For a) , what does 2cos(x = pi/2) mean? Is that supposed to be a minus sign?
For b) , is that supposed to be the sine of one half time the next expression, kind of like (sin .5) times (x-[2pi]/p)?
Also, for A, does the square root apply to the whole left hand side or only part of it. Use those parantheses!
B) I don't have a good calculator handy, so I'll just solve in terms of what you wrote and you can make it into a decimal answer. This is really just like any algebra problem you've gotten before. Isolate x.
sin(1/2) * (x-[2pi]/9) = .6
x-[2pi]/9 = (.6/sin[1/2])
x = (.6/sin[1/2]) + [2pi]9
From here, it's just making sure you can enter it properly into your calculator to get the right decimal approximation.
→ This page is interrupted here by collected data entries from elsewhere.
PR #20, opened 2018-05-28
Add camera status and settings

### LINKED ISSUE #14: Add camera proto

JonasVautherin:
* Add missing SubscribeCameraStatus
* Update the settings interface with SubscribeCurrentSetting, SubscribePossibleSettings, SetSetting.

The idea is that when you SubscribePossibleSettings, you receive all the settings and the options to which you can set them, together with a description (of the setting and its options). When you SubscribeCurrentSettings and SetSettings, it is assumed you know the settings and options by id already.

Fixes #14.


camera/camera.proto
```diff
@@ -159,16 +167,16 @@ message VideoStreamSettings {
...
         IN_PROGRESS = 1;
     }
 
     VideoStreamSettings video_stream_settings = 1;
-    Status status = 2;
+    VideoStreamStatus video_stream_status = 2;
 }
 
-message Status {
+message CameraStatus {
```
julianoes: Isn't everything namespaced by camera or do we need this?

PR #25, opened 2018-06-27
Parse return type of methods

JonasVautherin:
Parsing the return type of methods (single, observable) and passing it to the templates.

For generation purpose, `*Response` messages can now have a `Result` type (e.g. `MissionResult`, `ActionResult`, ...) and maximum one parameter (which may be a tuple).

### DIFF
--- a/pb_plugins/dcsdkgen/struct.py
+++ b/pb_plugins/dcsdkgen/struct.py
@@ -2,6 +2,7 @@
 
 
 from .utils import (extract_string_type,
+                    is_request,
                     is_response,
                     is_struct)
 
@@ -36,7 +37,17 @@ class Struct(object):
         return _structs
 
     @staticmethod
-    def collect_responses(package, structs, template_env):
+    def collect_requests(package, structs):
+        _requests = {}
+
+        for struct in structs:
+            if is_request(struct):
+                _requests[struct.name] = struct
+
+        return _requests
+
+    @staticmethod
+    def collect_responses(package, structs):
         _responses = {}
 
         for struct in structs:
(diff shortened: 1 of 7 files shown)


pb_plugins/dcsdkgen/utils.py
```diff
@@ -55,6 +60,12 @@ def extract_string_type(field):
         return "UNKNOWN_TYPE"
 
 
+def filter_out_result(fields):
+    """ Filters out the result fields (".*Result$") """
+    for field in fields:
+        if not extract_string_type(field).endswith("Result"): yield field
```
xvzf: - Styling; yield in new line
- Add e.g. `is_result(..)` which contains `extract_string_type(field).endswith("Result")`

protos/mission/mission.proto
```diff
@@ -92,6 +91,11 @@ message MissionItem {
     }
 }
 
+message MissionProgress {
```
xvzf: > Responses cannot have more than 1 return parameter

This is relating, right?

pb_plugins/dcsdkgen/struct.py
```diff
@@ -36,7 +37,17 @@ def collect_structs(package, structs, template_env):
         return _structs
 
     @staticmethod
-    def collect_responses(package, structs, template_env):
+    def collect_requests(package, structs):
```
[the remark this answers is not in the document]
JonasVautherin: Good point. It would, probably.

protos/mission/mission.proto
JonasVautherin: Yes. An observable returns a stream of objects of the same type or an error.

If you look at the swift implementation, actually, the two return parameters of this response were actually packaged inside a tuple anyway.

xvzf: Okay, I that's what I was thinking!

xvzf:
Sort of related to this PR:
I would propose on moving the template files to the actual SDK repos and just keep `dcsdkgen` in here.

PR #29, opened 2018-07-30
[WIP] Improve python templates

xvzf:


pb_plugins/dcsdkgen/utils.py
```diff
@@ -80,13 +80,17 @@ def decapitalize(s):
...
+
+
 def jinja_indent(_in_str, level):
     """ Indentation helper for the jinja2 templates """
 
     _in_str = str(_in_str)
 
     return "\n".join(
-        ["" if len(line) == 0 else
+        ["" if not line else
```
JonasVautherin: :D

pb_plugins/dcsdkgen/methods.py
```diff
@@ -141,10 +175,11 @@ def __init__(
             requests,
             responses):
         super().__init__(plugin_name, package, pb_method, requests, responses)
-        self._name = decapitalize(pb_method.name) + "Observable"
-        self._capitalized_name = pb_method.name + "Observable"
+        self._name = remove_subscribe(decapitalize(pb_method.name))
```
JonasVautherin: That changes the behavior, right? It means that the Swift template now needs to add "Observable". Is that correct?

xvzf: Yes, it makes the name more generalized. The SWIFT templates have to be adjusted in some places, I'll do that asap!

PR #30, opened 2018-08-16
Handle complex return types

JonasVautherin:
Check if the return type is a primitive type or not. If not, the message/enum needs to be translated.

@xvzf

### DIFF
--- a/pb_plugins/dcsdkgen/utils.py
+++ b/pb_plugins/dcsdkgen/utils.py
@@ -62,6 +62,10 @@ def extract_string_type(field):
     else:
         return "UNKNOWN_TYPE"
 
+def is_primitive_type(field):
+    """ Check if the field type is primitive (e.g. bool,
+    float) or not (e.g message, enum) """
+    return (not field.type in { 11, 14 })
 
 def filter_out_result(fields):
     """ Filters out the result fields (".*Result$") """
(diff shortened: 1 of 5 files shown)


pb_plugins/dcsdkgen/utils.py
```diff
@@ -62,6 +62,10 @@ def extract_string_type(field):
     else:
         return "UNKNOWN_TYPE"
 
+def is_primitive_type(field):
+    """ Check if the field type is primitive (e.g. bool,
+    float) or not (e.g message, enum) """
+    return (not field.type in { 11, 14 })
```
xvzf: `(...)` is optional ;)

pb_plugins/templates/swift/method_single.j2
```diff
@@ -3,8 +3,14 @@ public func {{ name }}() -> Single<{{ return_type }}> {
...
-            let {{ name }}Response = try self.service.{{ name.lower() }}({{ name }}Request)
-            single(.success({{ name }}Response.{{ return_name }}))
+            let response = try self.service.{{ name.lower() }}({{ name }}Request)
+            {% if is_return_type_primitive -%}
+               let {{ return_name }} = response.{{ return_name }}
+            {% else -%}
+                let {{ return_name }} = {{ return_type }}.translateFromRPC(response.{{ return_name }})
+            {%- endif %}
+
+            single(.success({{ return_name }}))
```
xvzf: Nice!

pb_plugins/dcsdkgen/utils.py
xvzf: How do you  get to 11 and 14?

JonasVautherin: https://github.com/grpc/grpc/blob/master/third_party/nanopb/generator/proto/google/protobuf/descriptor.proto#L128

PR #34, opened 2018-08-21
Add grpc plugins

JonasVautherin:
The templates are not completely finished, but the parsing is complete.

I think we should merge that and continue working on it directly in `master`.

@xvzf @julianoes: what do you think?


xvzf:
Wait until tomorrow! 
I'll go over the code again :)

xvzf:
Went over the code. If we merge #35 we could merge this to master and continue working there on the templates!

PR #45, opened 2018-09-19
Ignore struct template if it does not exist

JonasVautherin:
When generating the backend code, I don't actually need to generate the structs (but I need to collect them, so `struct.py` is needed but not `struct.j2`).

I don't know if that's the best way to ignore it. Do you guys have an opinion?


pb_plugins/dcsdkgen/struct.py
```diff
@@ -11,8 +11,13 @@ class Struct(object):
     """ Struct """
 
     def __init__(self, package, template_env, pb_struct):
+        try:
+            self._template = template_env.get_template("struct.j2")
+        except:
```
xvzf: We should __NEVER__ do that! We might miss some exceptions.

JonasVautherin: Right, sorry :sweat_smile:. Is it better like this? Or should I avoid the `try...except` syntax altogether?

This could be done using a inverse trig method, but a much easier and in my opinion a much more elegant way uses a common but wonderful observation.
How are sine and cosine directly related? Well here's an identity that will prove useful.
cos(a) = sin(pi/2 - a)
So our problem is:
sqrt{2}cos(x+pi/2) + 1 = 0
Now, for this case the "a" is the whole expression "x+pi/2". So we can rewrite this as...
sqrt{2}sin(pi/2-a) + 1 = 0
And plugging back in our a...
sqrt{2}sin(pi/2 - [x+pi/2]) + 1 = 0
Simplify...
sqrt{2}sin(-x) + 1 = 0
sin(-x) = -1 / sqrt{2} or -sqrt{2}/2
From here you can use your calculator, but it's not necessary. This is a nice angle to work with.